EXERCISE DIRECTIONS.
For the data below, work out the number of lines containing the string "Microsoft" and answer with that number only.

+===+

PR #194, opened 2017-02-14
Fix document.implementation.hasFeature signature

argelius:
https://github.com/Microsoft/TypeScript/issues/14062

The signature for this function is incorrect:
https://developer.mozilla.org/ja/docs/Web/API/DOMImplementation/hasFeature

### DIFF
--- a/inputfiles/browser.webidl.xml
+++ b/inputfiles/browser.webidl.xml
@@ -3241,10 +3241,7 @@
         <method name="createHTMLDocument" type="Document">
           <param name="title" type="DOMString" />
         </method>
-        <method name="hasFeature" type="boolean">
-          <param name="feature" nullable="1" type="DOMString" />
-          <param name="version" nullable="1" type="DOMString" />
-        </method>
+        <method name="hasFeature" type="boolean" />
       </methods>
     </interface>
     <interface name="DOMParser" extends="Object">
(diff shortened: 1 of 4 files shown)


inputfiles/browser.webidl.xml
```diff
@@ -3241,7 +3241,10 @@
         <method name="createHTMLDocument" type="Document">
           <param name="title" type="DOMString" />
         </method>
-        <method name="hasFeature" type="boolean" />
+        <method name="hasFeature" type="boolean">
```
mhegazy: Please do not edit these files. these are imported and used as inputs. you need to edit https://github.com/Microsoft/TSJS-lib-generator/blob/master/inputfiles/overridingTypes.json instead

argelius: @mhegazy Thanks! Sorry about that, should have read the README more closely!

I have reverted the changes to the xml files and added an override.

argelius:
@mhegazy Thanks for the review. The issues should be fixed now.

mhegazy:
@argelius, can you please sign the CLA?

argelius:
@mhegazy When I signed it yesterday the bot didn't update the labels so I closed and opened the PR myself and it added the `cla-signed` label but the `cla-required` label was not removed.

I can try signing it again.

mhegazy:
thanks. seems like i did not see the second label. sorry about that.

+===+

WRITTEN ANSWER.
2